Exercise goal>
When the line containing "### Discussed in" is found in the data below, copy it and each line after it through the line containing "stack size (kbytes)", exactly and with no others.

[Stored items]
+++

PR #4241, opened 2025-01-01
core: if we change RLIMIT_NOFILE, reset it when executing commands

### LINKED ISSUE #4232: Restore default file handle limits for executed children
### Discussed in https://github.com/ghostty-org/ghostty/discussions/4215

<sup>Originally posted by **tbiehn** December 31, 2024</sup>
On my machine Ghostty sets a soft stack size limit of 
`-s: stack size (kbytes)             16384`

+++

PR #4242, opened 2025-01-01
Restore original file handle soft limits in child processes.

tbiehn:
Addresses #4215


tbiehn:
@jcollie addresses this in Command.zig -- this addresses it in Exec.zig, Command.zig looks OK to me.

+++

Reply>
### Discussed in https://github.com/ghostty-org/ghostty/discussions/4215

<sup>Originally posted by **tbiehn** December 31, 2024</sup>
On my machine Ghostty sets a soft stack size limit of 
`-s: stack size (kbytes)             16384`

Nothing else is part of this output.